AFAICS from the logs, you've used latest amd-master (Mainline) which is bfe71031fc21ad1d21d6c6f33b17bbd3243bfb29 and 21 days old. #1619 is not there yet; it is promoted into Staging for now. We shall either promote Staging into Master or wait until release branch is cut and then cherry-pick #1619 directly there.

(I am assuming that the reason of this issue is ConvAsmImplicitGemmGTCDynamicFwdXdlops).

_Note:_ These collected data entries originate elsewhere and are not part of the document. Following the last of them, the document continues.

PR #391, opened 2026-07-04
fix(security): 代码审查安全加固 — Gateway/沙箱/TLS/存储/Offload 缺陷修复

rainforest888:
## 背景

对 `src/` 与 `index.ts` 做了一轮安全 + 健壮性代码审查，修复发现的缺陷。本 PR 仅含审查修复，不改变公开 API 行为。

## 验证

- `vitest run` → **67/67 通过**
- `tsc`（strict，含 src + index.ts）→ **零新增错误**（baseline 38 行历史错误 = 修复后 38 行；本 PR 引入的唯一一处已在提交前修正）

### HIGH

| 位置 | 问题 | 修复 |
|:---|:---|:---|
| `src/gateway/server.ts` | `parseJsonBody` 无 body 大小限制，且默认免鉴权 → 远程 OOM DoS | 加 16 MiB 上限，超限返回 413 并断开连接 |
| `src/adapters/standalone/llm-runner.ts` | `resolveSandboxedPath` 用 `startsWith` 无尾部分隔符 → `../tdai-backup` 类前缀穿越 | 改为 `resolved === root \|\| resolved.startsWith(root + path.sep)` |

junliume commented 2 years ago

@carlushuang @atamazov Thanks for the detective work! It seems that #1619 is critical. However, recent staging has found that #1619 has caused some performance regressions. Instead of disabling it I think we need to fix it afterall.

carlushuang commented 2 years ago

https://github.com/ROCmSoftwarePlatform/MIOpen/pull/1675 is for narrow down the non-applicable range

ppanchad-amd commented 6 months ago

@junliume Is this issue fixed with latest ROCm 6.0.2 (HIP 6.0.32831)? Thanks!